= Work task =
Find every line in the records below that contains the word "Blocked", and copy each such line.

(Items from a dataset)

PR #88, opened 2026-04-27
feat: parameterized define macros

### LINKED ISSUE #81: Parameterized define macros (REQ-GAP-004d)

alevy:
## Summary

- Extends `define` directives to accept an optional parameter list: `define myfilter(x) = x > 100`
- Supports both value-returning and bool-returning define bodies
- Bool-body defines can be called in filter expressions like functions: `myfilter(amount)`
- Arguments are evaluated in the caller context, then bound by name in a child context where the define body is evaluated
- Backward-compatible: zero-param defines continue to work as before

Closes #81

## Test plan

- [ ] `cargo test` passes (8 new tests for parameterized defines)
- [ ] `cargo clippy` clean
- [ ] `cargo fmt` clean
- [ ] Zero-param defines (existing behavior) still pass all existing tests
- [ ] Multi-arg define with both value and bool bodies evaluated correctly
- [ ] Bool-body define callable in filter position
- [ ] Arg count mismatch returns `DefineArgCountMismatch` error
- [ ] Param names shadow outer defines correctly

### DIFF
--- a/src/elaboration.rs
+++ b/src/elaboration.rs
@@ -1005,72 +1005,70 @@ mod evaluator {
         // Check whether the LHS is a call to a bool-body define. If it is and
         // there is no comparison operator, we expand the define body as a full
         // bool expression rather than treating the call result as a numeric value.
-        if expr.cmp.is_none() {
-            if let ast::ValueExpr::Function { ref name, ref args } = expr.lhs {
-                if let Some(define) = ctx.defines.get(name.as_str()) {
-                    if let ast::DefineBody::Bool(ref body) = define.body.clone() {
-                        if define.params.len() != args.len() {
-                            return Err(EvaluationError::DefineArgCountMismatch {
-                                name: name.clone(),
-                                expected: define.params.len(),
-                                got: args.len(),
-                            });
-                        }
-                        // Bind arguments into a new context and evaluate the bool body.
-                        let mut call_ctx = ctx.clone();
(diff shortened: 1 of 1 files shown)


alevy:
Closing as redundant — the parameterized define commit (closes #81) is included in PR #87's branch alongside the tag directive validation commit (closes #82). Merging #87 will close both issues. This stacked PR's only diff was a small refactor to the same code, which I'll port to #87 if it's wanted.

Issue #101, opened 2026-04-27
[Phase A] Add wasm32-unknown-unknown to CI build matrix


alevy:
## Goal

Add a CI job that builds the doppio library for `wasm32-unknown-unknown` so any future regression (a new dep that doesn't compile to WASM) is caught at PR time.

**Blocked on**: #99 (audit) and #100 (xz removal). Once both are in, this is a CI-only change.

## What to change

`.github/workflows/ci.yml`: add a `wasm-build` job that:

```yaml
wasm-build:
  name: WASM library build
  runs-on: ubuntu-latest
  steps:
    - uses: actions/checkout@v4
    - uses: dtolnay/rust-toolchain@master
      with:
        toolchain: "1.95.0"
        targets: wasm32-unknown-unknown
    - uses: Swatinem/rust-cache@v2
    - run: cargo build --target wasm32-unknown-unknown --lib
```

If the audit (#99) identifies dep features that need to be turned off for WASM, parameterise the build with the appropriate `--no-default-features` / feature flags.

## Out of scope

- Building examples or binaries for WASM (the binary uses `clap`, `fs::File`, etc.; library-only is sufficient).
- Publishing wasm-pack-style packages.
- Browser-targeted wrappers (post-1.0 / doppio-web).

## Acceptance

- [ ] CI green on a known-good commit
- [ ] CI red on a contrived dep that doesn't compile to WASM (verify by temporarily breaking, then revert)

Issue #100, opened 2026-04-27
[Phase A] Migrate Journal serialization from postcard+xz to canonical protobuf


alevy:
## Goal

Swap the `.dop` body from postcard+xz to canonical protobuf as defined in `proto/doppio.proto`. Drop the `postcard`, `xz`, and related deps from the runtime tree.

**Blocked on**: #98 (schema must be locked first).

This is the meatiest issue of Phase A — the actual wire-format migration. Should be its own PR with focused review.

## What to change

- `Cargo.toml`: add `prost` (runtime), `prost-build` (build-time). Drop `postcard` and `xz`.
- `build.rs`: invoke `prost-build` against `proto/doppio.proto`; emit Rust types into `OUT_DIR`.
- `src/lib.rs`: `dop_write_header` / `dop_read_header` bump to format version 3. Replace the postcard `from_io` / `to_io` calls with `prost::Message::encode` / `Message::decode`. Drop xz wrapping.
- `src/elaboration.rs`: replace the existing `Journal` / `ResolvedTransaction` / `ResolvedPosting` / `AccountProperties` / `CommodityProperties` / `Amount` etc. structs with newtypes around the prost-generated types **OR** keep the existing structs and add `From` impls in both directions. Pick one and document the choice in the PR.
- `src/main.rs`: `Compile`/`Balance`/`Register`/`Print`/`Stats`/`Accounts`/`Commodities` consumers all read the new format.
- `tests/fixtures/v1.dop`: rename to `v0.1.0.dop`. Add `tests/fixtures/v0.2.0.dop` (postcard+xz format). Both should produce a clean version-mismatch error against the v0.3 binary.
- Update or replace the `dop_format.rs` integration tests to round-trip via the new format.
- Update `CHANGELOG.md`: add to Unreleased section noting the breaking change.
- `README.md` / `docs/SUPPORTED_FEATURES.md`: update any mention of postcard or xz.

## Definition of done

- [ ] All existing tests pass (`cargo test`)
- [ ] Old `.dop` fixtures rejected with a clear version-mismatch error
- [ ] bb-ledger end-to-end smoke test still passes (compile + balance from `.dop` and from source)
- [ ] No regressions in clippy or doc warnings
- [ ] CHANGELOG entry documents the breaking change

## Out of scope

- Schema design (was #98).
- WASM build target (separate issue: #101).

= Answer below =
**Blocked on**: #99 (audit) and #100 (xz removal). Once both are in, this is a CI-only change.
**Blocked on**: #98 (schema must be locked first).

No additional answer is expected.